Koç (MCC) Dost Can Deniz

- Kurum içi koçluk uygulamalarında nelere dikkat etmek gerekiyor?

Dışarıdan alınan bir koçluktan mı yoksa kurumun kendi çalışanlarını kullandığı koçluktan mı bahsediyorsun?

- Her ikisi de olabilir. İlk akla gelenler gizlilik ve güven duygusu gibi duruyor.

Dediklerin çok önemli. Gerçek olması çok önemli.

- Gerçeklikten neyi kast ediyorsun, açar mısın?

Yıllar önce kurumsal koçlukla ilgili bir panele katılmıştım. Ben ikinci sırada oturuyordum. İlk konuşmacıya “sizce kurumsal koçlukla bireysel koçluk arasında ne fark var?” diye soruldu. Bu kişi dedi ki: “Bence hiçbir fark yok, ikisi de tamamen aynı. Ben bireye odaklanırım, başka da bir şey yapmam.” Sonra bana farklı bir soru sordu. Ben ilk soruya ek yapmak istediğimi söyledim ve şunları söyledim. “Evet ve öyle değil. Bir kuruma koçluk yapılıyorsa projenin bir sponsoru var, yöneticisi var, çalışanları var, kurumun beklentisi var. Bunları göz ardı ederek ‘tamamen iki kişi arasında bir şey yapacağız ve bunun da başka hiçbir şeyle ilgisi yok’ demek gerçekçi değil. Ben olsam bana bunu diyen kişiye güvenmem. Güvenin sağlanabilmesi için koşulların, bağlamın sınırlarının doğru bir şekilde ortaya konması lazım. ‘Evet seninle koçluk yapıyoruz, ben senin koçunum. Senin içinde olmadığın bir iletişimi herhangi bir kimseyle kurmayacağım. Kurum bizden rapor isteyebilir, bu raporu da beraber sunacağız. Kurumun senden bazı talepleri var. Senin gelişim ihtiyaçların var. Bunların ikisi birbiriyle uyumlu olmadığı zaman bunu tartışacağız.’ Bu konuda net olmak lazım. Gizliliğin ne olduğunun tanımlanması lazım.

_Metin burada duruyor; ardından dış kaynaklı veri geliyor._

PR #795, opened 2026-04-23
feat(llm-cli): modularize CLI binary resolution

muddlebee:
Refactor and modularize CLI path resolution https://github.com/Tracer-Cloud/opensre/pull/781 to be used in generic way by other CLI providers.

#### Describe the changes you have made in this PR -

- ‘Gizlilik’ konusunda netlik sağlanması gerektiğini vurguluyorsun.

Evet. Bazen kurumlar yöneticilerimize koçluk aldıralım talebiyle geliyorlar. “Neyi bekliyorsunuz bu çalışmadan” diye soruyorum. “Fark etmez, yöneticilerimiz gelişsin yeter” deniyor.

- “Ortaya karışık bir koçluk yap” diyorlar yani.

Evet (Gülüşmeler). O zaman bireysel koçluğa dönüşüyor iş. Eğer Genel Müdür’le çalışmıyorsam benim en faydalı olduğunu gördüğüm, o kurumun lideriyle oturup “Senin vizyonun ne? Ne yapmaya çalışıyorsun? Bunun için ekibinden ve çalışanlarından nasıl bir desteğe ihtiyacın var? Bu desteği vermeleri sağlamak için neyi geliştirmeleri neyi daha iyi anlamaları lazım? Benim burada rolüm ne olmalı?” konularını konuşmak. “Kurumun gitmeye çalıştığı yer içinde koçluk nereye oturuyor”un net çizildiği çalışmalar çok daha başarılı oluyor. Bunun kritik olduğunu düşünüyorum.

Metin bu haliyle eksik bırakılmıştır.